Work item:
Where "behaviour" appears in a line of the entries below, that line should be copied.

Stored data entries

PR #3023, opened 2022-06-30
What about having the schema string in parser database, they said

pimeys:


tomhoule:
I think we can close this now, it worked out on the next try.

PR #3024, opened 2022-06-30
Simplify datamodel native type tests

pimeys:
This is a piece from a hell refactor, started yesterday. The refactor probably doesn't go anywhere as-is, but the tests here are much better and we should merge them to main.


libs/datamodel/core/tests/types/cockroachdb_native_types.rs
```diff
@@ -1,110 +1,237 @@
...
+    let expectation = expect![[r#"
+        [1;91merror[0m: [1mArgument M is out of range for native type `Timestamp(-1)` of CockroachDB: M can range from 0 to 6.[0m
+          [1;94m-->[0m  [4mschema.prisma:8[0m
+        [1;94m   | [0m
+        [1;94m 7 | [0m  id  Int      @id
+        [1;94m 8 | [0m  val DateTime @[1;91mdb.Timestamp(-1)[0m
+        [1;94m   | [0m
+    "#]];
+
+    expect_error(schema, &expectation);
```
tomhoule, line 122: nitpick: in tests like this, it would be possible to test both errors in one schema to save space (please don't change this, just wanted to remark)

tomhoule (approved):
aw yiss, much better!

PR #3026, opened 2022-07-01
datamodel: move reformatter to its own module

tomhoule:
This consumes the separation of the schema reformatting implementation
from the reformatting relation addition implementation.

The reformatting code is moved to the schema_ast crate, with a few
improvements:

- Better terminology (token -> pair).
- A few ugly spots removed (field type reformatting).
- A lot of cloning removed.
- More consistent code organization and parameters ordering.
- Shrink the public API of schema-ast due to not needing to publicly
  expose internals for the reformatter.

The observable behaviour of the feature should stay the same. This does
not change the public API of the datamodel core: we still export magic
reformatting with field, attribute and arguments addition from there.


pimeys (approved):
yikes, we get conflicts now

Issue #2933, opened 2022-05-24
Update ARCHITECTURE.md section around transactions and verify state of sql server


floelhoeffel:
https://github.com/prisma/prisma-engines/blob/main/migration-engine/ARCHITECTURE.md#why-does-migrate-not-run-migrations-in-a-transaction-by-default

But then I saw: https://github.com/prisma/prisma/issues/7641

and wondered what the truth is

janpio:
Internal discussion: https://prisma-company.slack.com/archives/C02FNFLDUS3/p1653921935947449?thread_ts=1653405958.272039&cid=C02FNFLDUS3

PR #3027, opened 2022-07-01
Improve transaction section in ARCHITECTURE.md

floelhoeffel:


floelhoeffel:
Fixes #2933

floelhoeffel:
@tomhoule maybe we could add some reasoning too?

tomhoule (changes requested):
This is missing an important nuance, I'll make a suggestion this afternoon.

migration-engine/ARCHITECTURE.md
```diff
@@ -410,6 +410,8 @@ and prod databases, data migrations triggering unique constraint
 violations/foreign key errors/nullability errors, failing type casts, etc. can
 cause the same migration to fail in one environment and succeed in another.
 
+Note: There is one exception for SQL Server where migrate is wrapping a generated migration with a transaction.
```
tomhoule, line 413:
```suggestion
As noted above, the migration engine will never _implicitly_ wrap migrations in a transaction, but `BEGIN;` and `COMMIT;` statements can be contained in a migration.

We currently (ca8f3da9f74523f1c4b16dc99b81f058c07a8413) do not generate these statements by default in new migrations on any connector except SQL Server, because it is the overwhelming default among other ORMs there. On SQL Server, the default is different, but since there is no implicit behaviour, users are completely free to remove the transaction from their migrations.
```

PR #3028, opened 2022-07-01
fix(itx): opening & closing many itx should not increase time

Weakky:

### DIFF
--- a/query-engine/core/src/interactive_transactions/actor_manager.rs
+++ b/query-engine/core/src/interactive_transactions/actor_manager.rs
@@ -1,4 +1,5 @@
 use crate::{Operation, ResponseData};
+use lru::LruCache;
 use once_cell::sync::Lazy;
 use schema::QuerySchemaRef;
 use std::{collections::HashMap, sync::Arc};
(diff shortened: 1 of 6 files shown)


query-engine/core/src/interactive_transactions/actor_manager.rs
```diff
@@ -91,19 +101,33 @@ impl TransactionActorManager {
...
     }
 
     pub async fn rollback_tx(&self, tx_id: &TxId) -> crate::Result<()> {
+        self.handle_closed_tx(tx_id, "rollback").await?;
         let client = self.get_client(tx_id).await?;
         client.rollback().await?;
         Ok(())
     }
+
+    async fn handle_closed_tx(&self, tx_id: &TxId, operation: &str) -> crate::Result<()> {
```
garrensmith, line 123: Sorry a very minor nit. But I think this would be better named `check_if_tx_closed` or something like that.

query-engine/core/src/interactive_transactions/actor_manager.rs
```diff
@@ -81,6 +90,7 @@ impl TransactionActorManager {
         operation: Operation,
         trace_id: Option<String>,
     ) -> crate::Result<ResponseData> {
+        self.handle_closed_tx(tx_id, "query").await?;
```
garrensmith, line 93: I think this check should be moved into the `get_client`. By checking it here means we have to wait for a read lock every time we do a query. If we put in the `get_client` when we cannot find the itx in the clients list means we will check this a lot less often. In theory, we should never have to check this LRU because the majority of the time the user will be doing the itx in the correct order.

query-engine/core/src/interactive_transactions/actors.rs
```diff
@@ -361,13 +328,19 @@ pub fn spawn_itx_actor(
...
+    closed_txs: Arc<RwLock<lru::LruCache<TxId, ()>>>,
     mut rx: Receiver<TxId>,
 ) -> JoinHandle<()> {
     tokio::task::spawn(async move {
         loop {
             if let Some(id) = rx.recv().await {
                 trace!("removing {} from client list", id);
-                clients.write().await.remove(&id);
+
+                let mut guard = clients.write().await;
```
garrensmith, line 339: Another minor nit. This is a guard and the actual Hashmap. So a better name is `client_map` or `map`.

garrensmith (changes requested):
Really nice job. I've given to very minor naming nits. But I think where we check this list needs to be moved.

query-engine/core/src/interactive_transactions/actors.rs
Weakky: Renamed it to `clients_guard`, since we're dropping the guard, not the map, right?

garrensmith (approved):
Really nice fix. Thank you

PR #3033, opened 2022-07-05
Make spans to match on the referencing side

pimeys:
This quickfix removed characters that should not be removed, fixing it.

Btw... we might want a better test setup to catch these @tomhoule...

### DIFF
--- a/prisma-fmt/src/code_actions/relations.rs
+++ b/prisma-fmt/src/code_actions/relations.rs
@@ -1,6 +1,6 @@
 use std::collections::HashMap;
 
-use datamodel::parser_database::walkers::CompleteInlineRelationWalker;
+use datamodel::parser_database::walkers::{CompleteInlineRelationWalker, ModelWalker, ScalarFieldWalker};
 use lsp_types::{CodeAction, CodeActionKind, CodeActionOrCommand, CodeActionParams, Range, TextEdit, WorkspaceEdit};
 
 /// If the referencing side of the one-to-one relation does not point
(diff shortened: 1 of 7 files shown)


prisma-fmt/src/lib.rs
```diff
@@ -166,12 +166,9 @@ pub(crate) fn range_to_span(range: Range, document: &str) -> ast::Span {
...
 
-/// Converts a span of byte offsets to an LSP range.
-pub(crate) fn span_to_range(span: ast::Span, document: &str) -> Range {
-    let start = offset_to_position(span.start, document).unwrap();
-    let end = offset_to_position(span.end - 2, document).unwrap();
-
-    Range { start, end }
+/// Gives the LSP position right after the given span.
+pub(crate) fn position_after_span(span: ast::Span, document: &str) -> Position {
+    offset_to_position(span.end - 1, document).unwrap()
```
tomhoule, line 171: this could possibly underflow

prisma-fmt/src/code_actions/relations.rs
```diff
@@ -242,3 +177,45 @@ pub(super) fn add_referenced_side_unique(
...
+        let indentation = model.indentation();
+        let newline = model.newline();
+
+        let separator = if model.ast_model().attributes.is_empty() {
+            newline.as_ref()
+        } else {
+            ""
+        };
+
+        let new_text = format!("{separator}{indentation}@@unique([{fields}]){newline}}}");
```
tomhoule, line 210: Getting the formatting _just right_™ is a lot of implementation effort and extra complexity, I'm really wondering whether we shouldn't take a more brute-force approach: append the thing at the end of the block, and as an edit, replace the whole model with the model + the addition passed through the reformatter.

tomhoule (approved):

prisma-fmt/src/code_actions/relations.rs
pimeys: I've been thinking the same... a lot. What I'm worried about is nobody else does that. It's a bit weird to get a reformatted model only when adding a unique constraint. It would make things easier still...

tomhoule: rust-analyzer doesn't try hard to match your formatting, from the looks of it

pimeys: Especially when reformatting adds relation fields and all that...

tomhoule: it would be worth looking into what other language server implementations do

PR #3034, opened 2022-07-05
Test that we attach trailing doc comments to enum values

tomhoule:
in datamodel. This shows they are parsed, and could potentially be added
to DMMF.

relevant issue: prisma/prisma#3807

The second commit is a small improvement, see the commit message for the justification.


libs/datamodel/core/src/transform/dml_to_ast/render_configuration.rs
```diff
@@ -0,0 +1,109 @@
...
+        super::render_string_from_env(output, out);
+        out.push('\n');
+    }
+
+    if let Some(ref features) = &generator.preview_features {
+        let mut feats = features.iter().peekable();
+        out.push_str("previewFeatures = [");
+        while let Some(feature) = feats.next() {
+            Renderer::render_str(out, &feature.to_string());
+            if feats.peek().is_some() {
```
pimeys, line 83: I like the peeking method for commas.

pimeys (approved):
I assume we reformat after rendering here?

tomhoule:
> I assume we reformat after rendering here?

yes exactly, we want to implement pretty formatting only once (in the reformatter), that way we can play fast and loose everywhere else, as long as we produce something correct. The idea behind all this is that if we stop using the AST for rendering schemas _without any source text_, we can change the AST towards something more useful and nicer to work with.

PR #3035, opened 2022-07-05
fix(sql-schema-describer): always return foreign keys sorted

tomhoule:
This caused introspection to not find foreign keys that were in the
SqlSchema (see
https://github.com/prisma/introspection-ci/commit/80965f82d27159a9b8d40818f0b6e6387f62789d) on postgres and mysql.

The error was not caught because we were not testing with large enough
schemas with constraint names repeating between tables. We import the
northwind schema for mysql and postgres in introrspection tests, since
it did exhibit these bugs.

### DIFF
--- a/libs/sql-schema-describer/src/mysql.rs
+++ b/libs/sql-schema-describer/src/mysql.rs
@@ -78,7 +78,7 @@ impl super::SqlSchemaDescriberBackend for SqlSchemaDescriber<'_> {
 
         Self::get_all_columns(&table_names, self.conn, schema, &mut sql_schema, &flavour).await?;
         let mut indexes = self.get_all_indexes(&table_names, schema).await?;
-        Self::get_foreign_keys(self.conn, schema, &table_names, &mut sql_schema).await?;
+        push_foreign_keys(schema, &table_names, &mut sql_schema, self.conn).await?;
 
         // In certain cases we cannot query any columns, but we can still list
         // indices. This leads to a very broken result, so we instead just take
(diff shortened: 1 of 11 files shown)


libs/sql-schema-describer/src/mysql.rs
```diff
@@ -866,3 +768,106 @@ impl<'a> SqlSchemaDescriber<'a> {
...
+            WHERE
+                BINARY kcu.table_schema = ?
+                AND BINARY rc.constraint_schema = ?
+                AND kcu.referenced_column_name IS NOT NULL
+
+            ORDER BY
+                BINARY kcu.table_schema,
+                BINARY kcu.table_name,
+                BINARY kcu.constraint_name,
+                kcu.ordinal_position
```
tomhoule, line 803: This function is just moved, the only important addition is the collation annotations (`BINARY`) in the SQL.

libs/sql-schema-describer/src/walkers.rs
```diff
@@ -20,17 +20,23 @@ pub fn walk_columns(schema: &SqlSchema) -> impl Iterator<Item = ColumnWalker<'_>
...
 pub struct Walker<'a, Id> {
     /// The identifier.
     pub id: Id,
     /// The schema for which the identifier is valid.
     pub schema: &'a SqlSchema,
 }
 
+impl<I: std::fmt::Debug> std::fmt::Debug for Walker<'_, I> {
+    fn fmt(&self, f: &mut std::fmt::Formatter<'_>) -> std::fmt::Result {
+        f.debug_struct(std::any::type_name::<Self>()).field("id", &self.id).finish()
```
tomhoule, line 33: the debug impl was extremely noisy

pimeys (approved):

PR #3037, opened 2022-07-05
Config should be parsed even if native type is not fully written

pimeys:
This broke native type autocompletes. The following data model:

```prisma
datasource db {
    provider = "postgresql"
    url  = env("DATABASE_URL")
}

model A {
    id Int @id
    val Int @db.
}
```

would now already error in the pest level parsing, leaving us with no valid configuration and sending back empty native types.


tomhoule (approved):
lovely

Jolg42 (approved):

PR #3770, opened 2023-03-14
qe/schema-builder: make the namespace part of Identifier typed

tomhoule:
Two reasons:

- It is more precise. Rather than a string that can only ever be "prisma" or "model", we have an enum with two possible values.
- It is cheaper. A small integer rather than allocated strings.


Weakky (approved):
👍

PR #3774, opened 2023-03-15
test-cli: produce dmmf directly

tomhoule:
i.e. without using an external query engine binary. We import the dmmf crate instead. A long time ago, when this was made, it wasn't possible, but now it is.


pimeys (approved):

Weakky (approved):
Noice 💯

PR #3775, opened 2023-03-15
perf(schema-builder): defer string allocs

Weakky:
## Overview

- Defers most string allocation & formatting during the initialization of the schema-builder, which proved to be very costly on large schemas.

image

Don't be fooled, this is only a trade-off. Dmmf rendering and parsing should suffer from this change, but:
- DMMF is only rendered at generation time so we're ok to trade perf there
- Identifier names are only needed while parsing an incoming query. While we expect all query performance to be affected negatively, given that the vast majority of incoming queries are relatively small, the amount of identifier needed to be rendered should minimally impact their performance. If we come to realize that this change impacts query parsing too negatively, we still have the espace-hatch of deferring the rendering identifiers even further as identifiers are only needed in query parser _errors_.


query-engine/schema-builder/src/input_types/fields/field_filter_types.rs
```diff
@@ -551,7 +546,7 @@ fn query_mode_field(ctx: &mut BuilderContext, nested: bool) -> impl Iterator<Ite
     fields.into_iter()
 }
 
-fn scalar_filter_name(typ: &str, list: bool, nullable: bool, nested: bool, include_aggregates: bool) -> String {
+pub fn scalar_filter_name(typ: &str, list: bool, nullable: bool, nested: bool, include_aggregates: bool) -> String {
```
tomhoule, line 549: It looks like this was copy-pasted into identifier_type.rs. Do we need both?

query-engine/schema-builder/src/input_types/fields/data_input_mapper/update.rs
```diff
@@ -167,8 +149,11 @@ fn update_operations_object_type(
 ) -> InputObjectTypeWeakRef {
     // Different names are required to construct and cache different objects.
     // - "Nullable" affects the `set` operation (`set` is nullable)
-    let nullable = if !sf.is_required() { "Nullable" } else { "" };
-    let ident = Identifier::new_prisma(format!("{nullable}{prefix}FieldUpdateOperationsInput"));
+    // let nullable = if !sf.is_required() { "Nullable" } else { "" };
```
tomhoule, line 152: Stray commented out line

tomhoule (approved):
The number are looking really good :+1:

query-engine/schema/src/identifier_type.rs
```diff
@@ -0,0 +1,319 @@
...
+    UncheckedUpdateManyInput(Model, Option<RelationField>),
+    UncheckedUpdateOneInput(Model, Option<RelationField>),
+    UpdateManyWhereCombinationInput(RelationField),
+    UpdateOneWhereCombinationInput(RelationField),
+    UpdateToOneRelWhereCombinationInput(RelationField),
+    WhereInput(ParentContainer),
+    WhereUniqueInput(Model),
+    // Raw string identifier. Used when deferring the allocation + formatting is not worth it.
+    Raw(String),
+}
```
tomhoule, line 53: My bias here would have been storing identifiers instead of the zippers, but of course that would prevent going through a `Display` impl on this type. This is probably the easiest now, but I really think that long term, we'll have an easier life without the Arc's in every corner of every data structure.

PR #3776, opened 2023-03-16
qe/prisma-models: delete more dead code, unused dependencies

tomhoule:


query-engine/prisma-models/src/field_selection.rs
```diff
@@ -77,7 +77,7 @@ impl FieldSelection {
                 SelectedField::Scalar(sf) => Some(sf.clone()),
                 SelectedField::Composite(_) => None,
             })
-            .collect_vec();
+            .collect::<Vec<_>>();
```
pimeys, line 80: 🐟

pimeys (approved):

query-engine/prisma-models/src/field_selection.rs
Weakky: Any reason why we wouldn't wanna use `Itertools::collect_vec()` ? 🤔

tomhoule: I have a (partially irrational) bias against itertools.

PR #3779, opened 2023-03-16
ci: Run benchmarks and track with Codspeed

janpio:


miguelff (approved):
🚀  on shipping this, and try out codspeed. the [`codespeed-criterion-compat` crate](https://github.com/CodSpeedHQ/codspeed-rust/tree/main/crates/criterion_compat) doesn't seem to be a big deal!

query-engine/schema-builder/Cargo.toml
```diff
@@ -9,6 +9,9 @@ schema = { path = "../schema" }
 prisma-models = { path = "../prisma-models" }
 once_cell = "1.3"
 
+[dev-dependencies]
+codspeed-criterion-compat = "1.1.0"
+
 [dev-dependencies.criterion]
 version = "0.4.0"
 default-features = false
```
aqrln, line 17: I guess this can now be removed since it's not directly used anymore (also a line below that github doesn't let me to comment on)

janpio: No idea honestly, you tell me.

aqrln: `codspeed-criterion-compat` brings its own copy of criterion that it uses, so let's remove ours

query-engine/schema-builder/Cargo.toml
```diff
@@ -9,10 +9,8 @@ schema = { path = "../schema" }
 prisma-models = { path = "../prisma-models" }
 once_cell = "1.3"
 
-[dev-dependencies.criterion]
-version = "0.4.0"
-default-features = false
-features = ["cargo_bench_support"]
+[dev-dependencies]
+codspeed-criterion-compat = "1.1.0"
```
tomhoule, line 13: Does that change anything to how benchmarks run locally? I'm not too chuffed about replacing a known dependency with something less known that brings in its own transitive dependencies (see diff in Cargo.lock). But if it's the way forward, let's do it. I'll have a look at the source for codspeed-criterion-compat before approving.

tomhoule: the codebase looks harmless enough, I'll try to run the benchmarks locally

tomhoule: Ok I couldn't even notice a difference to vanilla criterion, let's do this :+1:

tomhoule (approved):

.github/workflows/benchmark.yml
```diff
@@ -0,0 +1,41 @@
...
+    branches:
+      - main
+  pull_request:
+    paths-ignore:
+      - '.buildkite/**'
+      - '*.md'
+      - 'LICENSE'
+      - 'CODEOWNERS'
+      - 'renovate.json'
+      - 'introspection-engine/**'
```
tomhoule, line 13: nitpick: we could ignore more in this case (migration-engine/**, lib/**), but of course we'd have to think about un-ignoring whenever we add benchmarks there.

query-engine/schema-builder/Cargo.toml
janpio: Docs describe it as a harmless wrapper.

tomhoule: I have trust issues with dependencies, I had to read the source :p

.github/workflows/benchmark.yml
janpio: I leave that to the engineers to polish later - or just add benchmarks everywhere so we don't need to 😆

PR #3780, opened 2023-03-16
query-core: re-enable all ignored clippy lints

tomhoule:
Before we crank up the lints even more.


query-engine/core/src/lib.rs
```diff
@@ -1,10 +1,3 @@
-#![allow(
-    clippy::module_inception,
-    clippy::vec_init_then_push,
-    clippy::derive_partial_eq_without_eq,
-    clippy::needless_borrow
-)]
```
tomhoule, line 6: This is the change.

Response to the exercise:
The observable behaviour of the feature should stay the same. This does
We currently (ca8f3da9f74523f1c4b16dc99b81f058c07a8413) do not generate these statements by default in new migrations on any connector except SQL Server, because it is the overwhelming default among other ORMs there. On SQL Server, the default is different, but since there is no implicit behaviour, users are completely free to remove the transaction from their migrations.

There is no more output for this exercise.